PR #6146, opened 2017-12-17
Feature: Non-crypto hashing algorithm and opt-in through config

EugeneHlushko:
Add an option for user to provide hashingFunction into output.options

Yes

TBD if approved

**Summary**
--

no

**Other information**
Inspired by a TODO item in `./lib/util/createHash.js`


EugeneHlushko:
The two failing tests also occur on `next` branch for me

ooflorent:
@EugeneHlushko I think it's a random failure. You could try to amend your commit to force the CI to be run again

lib/util/createHash.js
```diff
@@ -33,13 +34,19 @@ class BulkUpdateDecorator {
...
+		}
 		return this.hash.digest(encoding);
 	}
 }
 
 module.exports = algorithm => {
 	switch(algorithm) {
-		// TODO add non-cryptographic algorithm here
-		default: return new BulkUpdateDecorator(require("crypto").createHash(algorithm));
+		case "xxhashjs":
```
ooflorent: I think `xxhash` would be a better naming

lib/util/createHash.js
```diff
@@ -33,13 +34,19 @@ class BulkUpdateDecorator {
...
+			return new BulkUpdateDecorator(require("xxhashjs").h64().init(), algorithm);
```
ooflorent: Why `h64` instead of `h32`? The later is more efficient.

EugeneHlushko: hmm for some reason i thought it was opposite, updating. Thank you @ooflorent

EugeneHlushko:
two errors still occur on both my branch and `next` in:
```
1) ConfigTestCases extract-text issue-14 should compile:
     Error: global leak detected: Base64
...
2) Examples should compile web-worker:
     Uncaught TypeError: Cannot read property 'source' of undefined
```

ooflorent:
@EugeneHlushko These are two different errors.

The `Base64` error does not occur on CI. You can ignore it. It is triggered by a dependency of `extract-text-webpack-plugin`.

Regarding the second error, is it triggered by a unit test or an integration one? Are 100% sure that your fork is up-to-date? I don't experience it. If you are able to reproduce it, could you tell me a bit more about your configuration, the command you ran, and which test is failing?

ooflorent:
@EugeneHlushko If you want to bypass the `Base64` error, just add `--globals Base64` when you run the tests. `js-base64` pollutes the globals.

EugeneHlushko:
Yes it is up to date, i synced it right before opening the PR and rebased my commits on top.
Here is full output i get on `next` branch:
```
2) Examples should compile web-worker:
     Uncaught TypeError: Cannot read property 'source' of undefined
      at workerCompiler.runAsChild (/Users/user/somedir/webpack-fork/node_modules/worker-loader/index.js:67:82)
      at compile (/Users/user/somedir/webpack-fork/lib/Compiler.js:412:11)
      at hooks.afterCompile.callAsync.err (/Users/user/somedir/webpack-fork/lib/Compiler.js:621:14)
      at AsyncSeriesHook.eval [as callAsync] (<anonymous>:6:1)
      at AsyncSeriesHook.lazyCompileHook [as _callAsync] (/Users/user/somedir/webpack-fork/node_modules/tapable/lib/Hook.js:35:21)
      at compilation.seal.err (/Users/user/somedir/webpack-fork/lib/Compiler.js:618:30)
      at AsyncSeriesHook.eval [as callAsync] (<anonymous>:6:1)
      at AsyncSeriesHook.lazyCompileHook [as _callAsync] (/Users/user/somedir/webpack-fork/node_modules/tapable/lib/Hook.js:35:21)
      at hooks.optimizeAssets.callAsync.err (/Users/user/somedir/webpack-fork/lib/Compilation.js:830:35)
      at AsyncSeriesHook.eval [as callAsync] (<anonymous>:6:1)
      at AsyncSeriesHook.lazyCompileHook [as _callAsync] (/Users/user/somedir/webpack-fork/node_modules/tapable/lib/Hook.js:35:21)
      at hooks.optimizeChunkAssets.callAsync.err (/Users/user/somedir/webpack-fork/lib/Compilation.js:821:32)
      at AsyncSeriesHook.eval [as callAsync] (<anonymous>:6:1)
      at AsyncSeriesHook.lazyCompileHook [as _callAsync] (/Users/user/somedir/webpack-fork/node_modules/tapable/lib/Hook.js:35:21)
      at hooks.additionalAssets.callAsync.err (/Users/user/somedir/webpack-fork/lib/Compilation.js:816:36)
      at AsyncSeriesHook.eval [as callAsync] (<anonymous>:6:1)
      at AsyncSeriesHook.lazyCompileHook [as _callAsync] (/Users/user/somedir/webpack-fork/node_modules/tapable/lib/Hook.js:35:21)
      at hooks.optimizeTree.callAsync.err (/Users/user/somedir/webpack-fork/lib/Compilation.js:812:32)
      at AsyncSeriesHook.eval [as callAsync] (<anonymous>:6:1)
      at AsyncSeriesHook.lazyCompileHook [as _callAsync] (/Users/user/somedir/webpack-fork/node_modules/tapable/lib/Hook.js:35:21)
      at Compilation.seal (/Users/user/somedir/webpack-fork/lib/Compilation.js:755:27)
      at hooks.make.callAsync.err (/Users/user/somedir/webpack-fork/lib/Compiler.js:615:17)
      at _err0 (<anonymous>:11:1)
      at _addModuleChain (/Users/user/somedir/webpack-fork/lib/Compilation.js:650:11)
      at processModuleDependencies.err (/Users/user/somedir/webpack-fork/lib/Compilation.js:593:8)
      at _combinedTickCallback (internal/process/next_tick.js:131:7)
      at process._tickCallback (internal/process/next_tick.js:180:9)
```

MacOS High Sierra 10.13.2
npm: 5.4.2
node: 8.8.1

d3viant0ne:
fwiw, this has already been discussed & tested. The performance of `xxhashjs` is no faster than leveraging something from `crypto`

d3viant0ne:
To the errors you were seeing, I ran into that today as well when installing with `yarn` and in my case as well, using `npm` resolved the issue.

EugeneHlushko:
Hi @d3viant0ne 
I will replace it within the PR in that case, thanks for sharing results.

Regarding the errors it seems we just need to generate new yarn.lock file on `next`

d3viant0ne:
@EugeneHlushko - No problem, if you are curious about a larger range of hash sizes & performance a more robust list can be found [in this github repo](https://github.com/d3viant0ne/hash-perf)

EugeneHlushko:
@d3viant0ne after looking at comparison metrohash looked like a good option with simple drop-in implementation, updated PR

d3viant0ne:
@EugeneHlushko - Anything with native bindings isn't an option, thus web assembly.

EugeneHlushko:
Hmm okay i got your point, thx @d3viant0ne

sokra:
I had the idea to allow to pass a function as `output.hashFunction` to allow people to consume native hash implementations too but doesn't add a native dependency to webpack.

Basically this way:

``` js
output: {
  hashFunction: require("metrohash").MetroHash64
}
```

EugeneHlushko:
Hi @sokra pls review the PR

package.json
```diff
@@ -49,6 +49,7 @@
     "less": "^2.5.1",
     "less-loader": "^4.0.3",
     "lodash": "^4.17.4",
+    "metrohash": "^2.3.0",
```
sokra: Could you use a non-native dependency for testing? It doesn't have to be super fast as it's just for the test.

I want to avoid having native deps even in webpack development.

sokra:
Impl looks good :+1:

package.json
EugeneHlushko: Sure thing, i will use xxhashjs here in that case

sokra: perfect :+1:

lib/util/createHash.js
```diff
@@ -33,11 +33,17 @@ class BulkUpdateDecorator {
 		if(this.buffer.length > 0) {
 			this.hash.update(this.buffer);
 		}
-		return this.hash.digest(encoding);
+		var digestResult = this.hash.digest(encoding);
+		if(typeof digestResult !== "string")
```
EugeneHlushko: Wanted to note that
```
return(typeof digestResult !== "string") ?.....
```
Fails with `37:3  error  Expected space(s) after "return"  keyword-spacing` from eslint
and spaced return fails with prettier:
```
-		return (typeof digestResult === "string") ? digestResult : digestResult.toString();
+		return(typeof digestResult === "string") ? digestResult : digestResult.toString();
```
Lets keep this as is and make a separate PR to fix rules inconsistency?

ooflorent: Not sure about this. Once `prettier` will land, we won't have to worry anymore

sokra: Yeah, that's a problem. Omit the brackets to make the tools happy

EugeneHlushko:
The fail seems random, also doesn't occur locally. Any way to re-trigger test without pushing a commit? @sokra

sokra:
Thanks

PR #6152, opened 2017-12-19
Mark Base64 as global in mocha

ooflorent:

bugfix

no

n/a

**Summary**

Without this, some tests ran with `--check-leaks` fail and hide other failures. This global binding is provided by `js-base64`.

no

### DIFF
--- a/package.json
+++ b/package.json
@@ -88,9 +88,9 @@
     "schemas/"
   ],
   "scripts": {
-    "test": "mocha test/*.test.js test/*.unittest.js --max-old-space-size=4096 --harmony --trace-deprecation --check-leaks",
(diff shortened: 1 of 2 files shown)


ooflorent:
The leak come from js-base64 which is a dependency of postcss. Fixing it should be done prettier deep in the dependency chain. I think webpack has to live with it for some time. Hence the globals parameter.

sokra:
Ok. Could you still check if it's possible to move these options into mocha.opt? This way we at least don't introduce additional leaks.

ooflorent:
@sokra I've made the changes.

sokra:
Thanks

PR #6158, opened 2017-12-20
Extract TrackingSet class from the Parser.js module.

codyogden:

Extracts the `TrackingSet` class from `Parser.js` into its own module.

**Summary**

@TheLarkInn suggested this class be extracted during the live stream tonight.
- Created `lib/util/TrackingSet.js`

No.


sokra:
Thanks

PR #6166, opened 2017-12-20
Use hooks instead of plugin() in test cases

ooflorent:

refactoring

no

n/a

**Summary**

Replace `plugin()` calls in test cases by `Hook#tap` calls.

no


test/Compiler-caching.test.js
```diff
@@ -72,27 +72,11 @@ describe("Compiler (caching)", function() {
...
-		const postCompileCallbackStack = [];
-
-		function addAfterCompileCallback(callback) {
-			postCompileCallbackStack.push(callback);
-		}
-
-		c.plugin("after-compile", (stats, callback) => {
-
-			if(postCompileCallbackStack.length > 0) {
-				postCompileCallbackStack.shift(arguments);
```
ooflorent: This handler and `addAfterCompileCallback` are not used. Moreover, the ES6 conversion introduced a bug (`arguments` is wrongly used).

test/Compiler.test.js
```diff
@@ -181,24 +181,6 @@ describe("Compiler", () => {
 				}
 			});
 		});
-		describe("parser", () => {
-			describe("plugin", () => {
-				it("invokes sets a 'compilation' plugin", (done) => {
-					compiler.plugin = sinon.spy();
-					compiler.parser.plugin();
```
ooflorent: These 2 cases test deprecated methods. Should I keep them?

sokra: They test the compat layer. We can remove the compat layer here anyway in webpack 4.

sokra:
Thanks

PR #6172, opened 2017-12-21
Maintain ident when chaining pitching loaders

timkendrick:
I came across a bug when chaining multiple (more than 2) pitching loaders. It appears that the loader `ident` property specified in the remaining request string was not being copied from one loader to the next, so any non-serializable loader options were lost along the way.

bugfix

I couldn't figure out whether there were any existing tests for this; let me know if this needs tests because I might need some help.

N/A

**Summary**

This bug occurs when a remaining request containing non-serializable options is passed through multiple pitching loaders before arriving at the final loader. When the final loader runs, any non-serializable options have been lost.

Example:

webpack.config.js:

```javascript
module.exports = {
  entry: `./index.js`,
  module: {
    rules: [
      {
        include: require.resolve('./message'),
        use: [

          // Dummy pitching loader that just relays the output to the next loader
          { loader: require.resolve('./loaders/passthrough.js') },
          { loader: require.resolve('./loaders/passthrough.js') },

          // Normal loader that specifies non-serializable options
          {
            loader: require.resolve('./loaders/replace.js'),
            options: { pattern: /foo/, replacement: 'bar' },
          },
        ],
      },
    ],
  },
};
```

index.js:

```javascript
console.log(require('./message'));
```

message.js:

```javascript
module.exports = 'foo';
```

loaders/passthrough.js:

```javascript
const loaderUtils = require('loader-utils');

module.exports = function passthroughLoader() {};
module.exports.pitch = function pitch(request) {
  return `module.exports = require(${loaderUtils.stringifyRequest(this, `!!${request}`)});`;
};
```

loaders/replace.js:

```javascript
const loaderUtils = require('loader-utils');

module.exports = function replaceLoader(source) {
  const { pattern, replacement } = loaderUtils.getOptions(this);
  if (!(pattern instanceof RegExp)) { throw new Error('Pattern must be a regular expression'); }
  return source.replace(pattern, replacement);
};
```

Results:

- Before the fix, webpack fails with `Pattern must be a regular expression`
- After the fix, webpack compiles the bundle correctly

N.B. This only happens when multiple pitching loaders are chained: if one of the loaders is removed, the bundle compiles even with the current version of webpack.

No

**Other information**

Let me know if there's any more information you need about this.

### DIFF
--- a/README.md
+++ b/README.md
@@ -83,7 +83,7 @@ within webpack itself use this plugin interface. This makes webpack very
 |:--:|:----:|:----------|
 |[common-chunks-webpack-plugin][common]|![common-npm]|Generates chunks of common modules shared between entry points and splits them into separate  bundles (e.g vendor.bundle.js && app.bundle.js)|
 |[extract-text-webpack-plugin][extract]|![extract-npm]|Extracts Text (CSS) from your bundles into a separate file (app.bundle.css)|
-|[compression-webpack-plugin][compression]|![compression-npm]|Prepare compressed versions of assets to serve them with Content-Encoding|
+|[compression-webpack-plugin][compression]|![compression-npm]|Prepares compressed versions of assets to serve them with Content-Encoding|
 |[i18n-webpack-plugin][i18n]|![i18n-npm]|Adds i18n support to your bundles|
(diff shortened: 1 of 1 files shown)


timkendrick:
Accidentally closed when adding tests. Reopened as #6173

Issue #6174, opened 2017-12-22
Anything that uses createChildCompiler will not throw an error when it should and scripts will pass when they should have failed


jschatz1:
We (@mikegreiling and I at GitLab) discovered this major error in [worker-loader](https://github.com/webpack-contrib/worker-loader/). However, the problem is not worker-loaders fault. The problem exists in webpack which we confirmed by trying other loaders and plugins that use this method (`createChildCompiler`).

While using worker-loader to load a script into the uglify webpack plugin, uglify threw a legitimate error (there was a `<` in our script that shouldn't have been there), that error did exit 1. The exit code is being reported as 0. That exit code should be 1 and the script should stop.

As a result, in our CI builds at GitLab, the test will pass even though an error was shown in the log. See this [job](https://gitlab.com/gitlab-org/gitlab-ce/-/jobs/44805069). Notice the job passes even though the error is present. The error was not thrown because the loader uses `createChildCompiler`. Basically anything (loader or plugin) that uses that method will not report errors properly. We made a [test repo](https://gitlab.com/mikegreiling/webpack-child-compiler-issue). 

This is causing our builds to pass when they really should be failing. I will investigate further to see if I can figure out why this is happening but TBH, the webpack source code is unfamiliar to be and quiet dense, so any help would be greatly appreciated.

PR #6176, opened 2017-12-22
Fix issue in which webpack exits with code 0 when errors exist in child compilations

mikegreiling:
Currently `Stats.prototype.hasErrors()` and `Stats.prototype.hasWarnings()` will not check for errors in `compilation.children`.  If an error exists there, webpack will erroneously exit with status 0.

I am not sure if this is the preferred way to fix this, or if there is a better way to propagate the errors from the children into the parent compilation.  For instance, I don't think this will effect `NoEmitOnErrorsPlugin` behavior, but perhaps it should 🤔.  This at least appears to fix the exit code.

/cc @sokra @TheLarkInn @jschatz1

closes: #6174

### DIFF
--- a/test/Stats.unittest.js
+++ b/test/Stats.unittest.js
@@ -10,6 +10,7 @@ describe("Stats", () => {
 		describe("does have", () => {
 			it("hasErrors", () => {
 				const mockStats = new Stats({
+					children: [],
 					errors: ["firstError"],
 					hash: "1234"
 				});
@@ -17,6 +18,7 @@ describe("Stats", () => {
 			});
 			it("hasWarnings", () => {
 				const mockStats = new Stats({
+					children: [],
 					warnings: ["firstError"],
 					hash: "1234"
 				});
@@ -26,6 +28,7 @@ describe("Stats", () => {
 		describe("does not have", () => {
 			it("hasErrors", () => {
 				const mockStats = new Stats({
+					children: [],
 					errors: [],
 					hash: "1234"
 				});
@@ -33,10 +36,39 @@ describe("Stats", () => {
 			});
 			it("hasWarnings", () => {
 				const mockStats = new Stats({
+					children: [],
 					warnings: [],
 					hash: "1234"
 				});
 				mockStats.hasWarnings().should.not.be.ok();
+			});
+		});
+		describe("children have", () => {
+			it("hasErrors", () => {
+				const mockStats = new Stats({
+					children: [{
+						getStats: () => new Stats({
+							errors: ["firstError"],
+							hash: "5678"
+						}),
+					}],
+					errors: [],
+					hash: "1234"
+				});
+				mockStats.hasErrors().should.be.ok();
+			});
+			it("hasWarnings", () => {
+				const mockStats = new Stats({
+					children: [{
+						getStats: () => new Stats({
+							warnings: ["firstError"],
+							hash: "5678"
+						}),
+					}],
+					warnings: [],
+					hash: "1234"
+				});
+				mockStats.hasWarnings().should.be.ok();
 			});
 		});
 		it("formatError handles string errors", () => {
--- a/test/StatsTestCases.test.js
+++ b/test/StatsTestCases.test.js
@@ -52,7 +52,7 @@ describe("StatsTestCases", () => {
 				if(/error$/.test(testName)) {
 					stats.hasErrors().should.be.equal(true);
 				} else if(stats.hasErrors()) {
-					done(new Error(stats.toJson().errors.join("\n\n")));
+					return done(new Error(stats.toJson().errors.join("\n\n")));
 				}
 
 				let toStringOptions = {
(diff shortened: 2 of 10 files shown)


sokra:
I wonder why this is needed. Errors from children should be copied to the parent. What kind of error are we talking about? Error message?

mikegreiling:
> Errors from children should be copied to the parent.

@sokra if that's the expected behavior, then I believe I've run into some situations where this doesn't happen as expected.

Here's what we ran into at gitlab:

- our webpack config included `worker-loader`, and I didn't realize that the modules it was handling were not also being run through `babel-loader`, so the output contained some es6 code that was not transpiled into es5.
- the `UglifyJsPlugin` was run on a child compilation of `worker-loader` and it was failing because of the es6 code that it does not understand (we are still using the older version, non-es version of UglifyJS here).
- the error produced by UglifyJS was not causing the webpack process to return an error status in the terminal, so our CI job was passing when it should have been failing.

Here's the error output:

```
Child worker:
                                 Asset    Size  Chunks             Chunk Names
        1721bdafb7ad1c10ecf9.worker.js  187 kB    main  [emitted]  main
    1721bdafb7ad1c10ecf9.worker.js.map  201 kB    main  [emitted]  main
    [./ide/lib/diff/diff_worker.js] ./ide/lib/diff/diff_worker.js + 1 modules 1.1 kB {main} [built]
        + 1 hidden module
    
    ERROR in 1721bdafb7ad1c10ecf9.worker.js from UglifyJs
    Unexpected token: operator (>) [./ide/lib/diff/diff_worker.js:3,0][1721bdafb7ad1c10ecf9.worker.js:1959,38]
```

it would render the error in the terminal, but still exit 0.

mikegreiling:
I created a sample repository to illustrate this failure:

https://gitlab.com/mikegreiling/webpack-child-compiler-issue

If you check this out, run `yarn install`, then `yarn webpack`, it will produce an error but still exit with status code 0.

mikegreiling:
Is this a bug with `worker-loader`?  Should plugins or loaders that call `createChildCompiler` be responsible for ensuring that resulting errors end up in that compiler's parent?  If so, it appears that there are a lot of plugins that do not do this properly.

sokra:
hmm... I guess you fix makes sense.

Errors are not copied to the parent. I belive this was the case in the past, but was removed because it duplicates errors in output.

Could you also fix the NoErrorsOnEmitPlugin to check of errors in children (and children or children...)?

mikegreiling:
I’ll get on this tomorrow morning when I have a free moment.  Thank you for your quick feedback!

mikegreiling:
@sokra I've got the tests implemented and passing now (at least locally).  Let me know if there's anything else needed. 👍

test/StatsTestCases.test.js
```diff
@@ -52,7 +52,7 @@ describe("StatsTestCases", () => {
 				if(/error$/.test(testName)) {
 					stats.hasErrors().should.be.equal(true);
 				} else if(stats.hasErrors()) {
-					done(new Error(stats.toJson().errors.join("\n\n")));
+					return done(new Error(stats.toJson().errors.join("\n\n")));
```
mikegreiling: I was constantly getting a confusing `Error: done() called multiple times` while working on these tests.  I'm pretty sure we want to return here, but please correct me if I'm wrong.

mikegreiling:
@sokra I'm pretty sure the error in `Compiler-caching.test.js` is unrelated.  It passes when I run the test locally 🤔

test/binCases/errors/child-compilation-error/test.js
```diff
@@ -0,0 +1,13 @@
+"use strict";
+
+module.exports = function testAssertions(code, stdout, stderr) {
```
ooflorent: ˋbinCases` will be removed on v4 branch. You should move this test elsewhere.

test/Stats.unittest.js
```diff
@@ -10,13 +10,15 @@ describe("Stats", () => {
 		describe("does have", () => {
 			it("hasErrors", () => {
 				const mockStats = new Stats({
+					children: [],
```
ooflorent: Doesn't it default to ˋ[]`?

test/binCases/errors/child-compilation-error/test.js
mikegreiling: @sokra had instructed me to add a test here:

> * add test case in `test/binCases/...`
> * fix `NoEmitOnErrorsPlugin`
>     * add `test/statsCases` for this one.

If this isn't the right place for it, where should it go?

mikegreiling:
ping @sokra

sokra:
yeah, we need to find a new way to test this, since binCases was moved to webpack-cli and statsCases can't handle errors.

mikegreiling:
Isn’t it enough to test that `hasErrors()` produces the right response?

The fact that `Stats.prototype.hasErrors()` being `true` triggers a non-zero exit status predates this pull request.

sokra:
Thanks

TheLarkInn:
Congrats @mikegreiling on your first PR! 🎉

mikegreiling:
Thanks guys 😄

cj:
@mikegreiling looks like this issue was re-introduced in webpack 4, as I'm getting the error 0 you previously described here https://github.com/webpack-contrib/worker-loader/issues/115.

PR #6181, opened 2017-12-22
Don't check plugins for apply function in tests, schema does the check for this.

EugeneHlushko:

Cleanup: don't check plugins for apply function in tests, schema does the check for this.

It is tested in the validate options schema

**Summary**
Don't do redundant test checks

**Other information**

### DIFF
--- a/test/CachePlugin.unittest.js
+++ b/test/CachePlugin.unittest.js
@@ -15,9 +15,6 @@ describe("CachePlugin", () => {
 		};
 	});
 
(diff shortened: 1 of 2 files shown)


EugeneHlushko:
Fails once again unrelated ^^

sokra:
> Fails once again unrelated ^^

CI is not super stable on next branch...

We are investigating this UglifyJs issue...

sokra:
Thanks

PR #6184, opened 2017-12-22
Feature/json tree shaking

sokra:
feature

yes

TODO

**Summary**
* refactoring to use RuntimeTemplate for most accesses to modules and exports
* allow to tree-shake JSON modules
* allow export mangling for JSON modules

yes

**Other information**
`import { version } from "./package.json"; console.log(version);` will generate this code:

``` js
// import
var xxx = __webpack_require__(1);
console.log(xxx.a);

// module
module.exports = {a: "1.0.0"};
```


test/cases/json/import-by-name/index.js
```diff
@@ -0,0 +1,21 @@
+import * as c from "../data/c.json";
+import * as d from "../data/d.json";
+import { bb, aa } from "../data/e.json";
+import f, { named } from "../data/f.json";
+import g, { named as gnamed } from "../data/g.json";
+
+it("should be possible to import json data", function() {
+	c[2].should.be.eql(3);
```
jkrems: I don't think numeric keys should be possible for a module namespace object since all exports need to be valid `IdentifierName`s. https://tc39.github.io/ecma262/#sec-exports

Not sure what a good way to check for that would be.

bmeck: Correct, those identifiers should not be accessible/added to the namespace exotic object. I would assume the same is true for non-identifier property keys as well.

PR #6203, opened 2017-12-28
Refresh code of Compilation.js

hyphaene:
I replaced some let by const, removed some unecessary this bindings, rewrote the part with self by this with paying attention to keep the binding to this.

refactoring

Nope.

Even if it is minor refactoring ? Actuals tests shouldn't suffice ?

**Summary**

I'm planning to create a plugin, so I start reading the source code, and I found some minor refactoring possibilities that I did in the meantime

Nope !
**Other information**


sokra:
Thanks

→ **Exercise description**:
From the records above, copy every line that holds the word "object".

→ **Result below**:
jkrems: I don't think numeric keys should be possible for a module namespace object since all exports need to be valid `IdentifierName`s. https://tc39.github.io/ecma262/#sec-exports
bmeck: Correct, those identifiers should not be accessible/added to the namespace exotic object. I would assume the same is true for non-identifier property keys as well.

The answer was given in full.